Beanhunter goes for slow-brew approach after $500,000 raise

Kye White /

Melbourne-based café and coffee discovery startup Beanhunter has closed a $500,000 funding, choosing to develop long-term revenues further, and pursue a larger funding round at a later date.


Last year the startup outlined plans to raise $3 million in Series A funding at a post-raise valuation of $10 million. Co-founder James Crawford says, while feedback from investors was positive, the fact that two of its long-term revenue streams were yet to launch showed there was resistance to the valuation they were seeking.


Not wanting to dilute their share too much by raising a larger amount of money at a lower valuation, they decided to raise what essentially would be a pre-Series A funding round.


“We quickly read the situation and re-cut the round to match the market, and by doing this, we were successful in raising the capital we need for the next stage without giving up too much equity and without wasting too much time,” Crawford says.

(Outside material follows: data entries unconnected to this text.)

PR #5, opened 2020-07-06
Add kubebuilder, custom resource and controller

codeblooded:
<table>
<tr>
<td>
⚠️
</td>
<td>
<b>DO NOT MERGE!</b>
</td>
</tr>
</table>

This change adds the kubebuilder framework, a boat-load of dependencies (hundreds), the ginkgo test framework and -- most importantly -- a custom resource for building a controller.  This allows us to begin discussing what is happening, but it will likely not be merged AS-IS.


codeblooded:
This does not currently build, b/c GitHub actions is not configured to setup a virtual environment for integration testing (as scaffolded by kubebuilder). It does not have access to the cluster. To fix, we will also likely need to add Kind and some other service dependencies to our GitHub actions workflow.

api/v1/groupversion_info.go
```diff
@@ -0,0 +1,36 @@
...
+package v1
+
+import (
+	"k8s.io/apimachinery/pkg/runtime/schema"
+	"sigs.k8s.io/controller-runtime/pkg/scheme"
+)
+
+var (
+	// GroupVersion is group version used to register these objects
+	GroupVersion = schema.GroupVersion{Group: "e2etest.grpc.io.e2etest.grpc.io", Version: "v1"}
```
codeblooded, line 29: This can't be right.

```suggestion
	GroupVersion = schema.GroupVersion{Group: "e2etest.grpc.io", Version: "v1"}
```

codeblooded:
When reviewing [loadtest_types](api/v1/loadtest_types.go), it is important to consider the [Kubernetes API Conventions](https://github.com/kubernetes/community/blob/master/contributors/devel/sig-architecture/api-conventions.md). One convention is using pointers on primitives to signal optionality.

codeblooded:
Going to split this into multiple PRs. Closing this large one.

codeblooded:
Split so far into #10 and #11. Will continue as makes sense.

PR #12, opened 2020-07-23
Add defaults for LoadTests

codeblooded:
This change adds defaults for a LoadTest resource, defined in the defaults package. These defaults are meant to customize the behavior of the system. They are not part of the controllers package, because these defaults may be shared with an admission or mutating webhook at some point.

The defaults package is placed under a pkg/ directory, a standard for signaling that a package is a public API. This conveys that the defaults are intended to be modified. It does not provide any guarantees about backwards compatibility.

In addition, this adds the package [github.com/pkg/errors](https://github.com/pkg/errors) to provide better wrapping and unwrapping for errors.


codeblooded:
@paulosjca This PR has been updated to use a config file as we discussed. I chose YAML since we use it for everything else. I also was able to use the YAML parser that is used by Kubernetes (and already a transitive dependency). I made it a direct dependency. This has an example config file: [example_config.go](https://github.com/grpc/test-infra/pull/12/files#diff-184a25755a707bb015b820e37d2608b2). I need to add much more documentation, so I plan to do that in another PR.

codeblooded:
@paulosjca I added documentation comments to the internal `imageMap` structure, constructor and methods as discussed. I did so in a new commit, since the review is in progress. 👍🏻

codeblooded:
@jtattermusch understood for now. we no longer hardcode any container images. We require a config file which specifies them. After discussion with @paulosjca, we decided this file should not necessarily be checked into the repo. The remaining references to the GitHub package registry are example config files and unit tests.

codeblooded:
The user (external or internal) which deploys to a cluster will need to supply their own config.

PR #13, opened 2020-07-28
Fix lint and fmt checks in GitHub actions

codeblooded:
The exit codes for the fmt and golint checks were not being reflected in the status of a build. In addition, problems were not being properly listed. This change fixes both issues by wrapping with a `test -z` command and echoing the contents.

### DIFF
--- a/.github/workflows/go.yml
+++ b/.github/workflows/go.yml
@@ -43,8 +43,11 @@ jobs:
 
     - name: Check for format and lint issues
       run: |
-        test -z $(gofmt -s -d -l .) # see https://github.com/golang/go/issues/24230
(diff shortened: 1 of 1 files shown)


codeblooded:
This is **Failing** as expected, since the linter and fmt checks did not work on some prior PRs. We can merge alongside fixes for style issues.

codeblooded:
I think the best thing to do is merge this and follow with another PR to fix the actual lint issues. @paulosjca @jtattermusch

codeblooded:
Note: our repository settings do not require all passing checks to merge. I'm pretty sure you can require them. But, I guess this is desirable for situations like this.

PR #14, opened 2020-07-28
Fix lint issues

codeblooded:
This branch is based off of #13, which should be merged first. This PR shows the actions working as opposed to the failing lint checks in #13.

### DIFF
--- a/controllers/loadtest_controller.go
+++ b/controllers/loadtest_controller.go
@@ -37,6 +37,9 @@ type LoadTestReconciler struct {
 // +kubebuilder:rbac:groups=e2etest.grpc.io,resources=loadtests,verbs=get;list;watch;create;update;patch;delete
 // +kubebuilder:rbac:groups=e2etest.grpc.io,resources=loadtests/status,verbs=get;update;patch
 
+// Reconcile attempts to bring the current state of the loadtest into
+// agreement with its declared spec. This may mean provisioning
+// resources, doing nothing or handling the termination of its pods.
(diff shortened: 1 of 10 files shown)


controllers/loadtest_controller.go
```diff
@@ -37,6 +37,9 @@ type LoadTestReconciler struct {
 // +kubebuilder:rbac:groups=e2etest.grpc.io,resources=loadtests,verbs=get;list;watch;create;update;patch;delete
 // +kubebuilder:rbac:groups=e2etest.grpc.io,resources=loadtests/status,verbs=get;update;patch
 
+// Reconcile attempts to bring the current state of the loadtest into
```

“This will give us both momentum and a broader investor base moving into subsequent rounds as required.”


The startup had previously raised $150,000 internally, and from RetailMeNot and LiFx co-founder Guy King and other Melbourne angel investors.

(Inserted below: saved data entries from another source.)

PR #15, opened 2020-08-03
Add pod creation logic

codeblooded:
This PR adds tests and methods to consistently define pod specs and metadata for load test components.

### DIFF
--- a/controllers/loadtest_controller.go
+++ b/controllers/loadtest_controller.go
@@ -18,6 +18,7 @@ package controllers
 
 import (
 	"context"
+	"fmt"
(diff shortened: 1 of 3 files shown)


codeblooded:
Adding @wanlin31 as reviewer, so she can reference this for her missing pod work. Also added @paulosjca so we can begin discussions.

codeblooded:
I still need to add volume mounts for GCP secrets (allowing saves to BigQuery) and logic to handle scenarios. These will come as separate PRs, since they are likely to cross multiple packages.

XSallarate’s Campbell Sallabank was an investor and advisor on this latest round, which also included PC Tools founder and Freelancer backer Simon Clausen through Startive Ventures.


“We feel the biggest mistake we could have made would have been to waste more time holding out for the best possible deal,” Crawford says.

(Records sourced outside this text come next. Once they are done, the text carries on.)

PR #16, opened 2020-08-03
Add ruby image

wanlin31:
This change adds a Dockerfile for ruby in the containers/runtime/ruby
directory.

This image can successfully start a ruby worker from grpc/grpc.


containers/runtime/ruby/Dockerfile
```diff
@@ -0,0 +1,24 @@
...
+
+RUN mkdir -p /src/workspace
+WORKDIR /src/workspace
+
+RUN apt-get update && apt-get install -y \
+  git\
+  time && \
+  apt-get clean
+
+CMD ["bash"]
```
codeblooded, line 24: GitHub is complaining b/c this file does not end in 1 blank new line. I think that's a linux convention. I'd add it just to shut it up. Otherwise, LGTM.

“By taking a pragmatic approach, we now have the funding to move the business to the next stage. It is also very exciting now to move to full execution mode rather than more pitching.”


Beanhunter currently allows its 300,000 monthly users to share their favourite coffee places. Soon it plans to launch business accounts to enable cafes to engage with their customers through Beanhunter. Over 100,000 reviews have been posted on Beanhunter – an increase of 44% over the last 12 months. The startup has spent just $4000 on marketing, Crawford says user growth is almost entirely thanks to a focus on the product.


“Our goal is to be the coffee app for the world. Melbourne is a great place to be striving for that goal, given it’s the coffee capital of the world,” Crawford says.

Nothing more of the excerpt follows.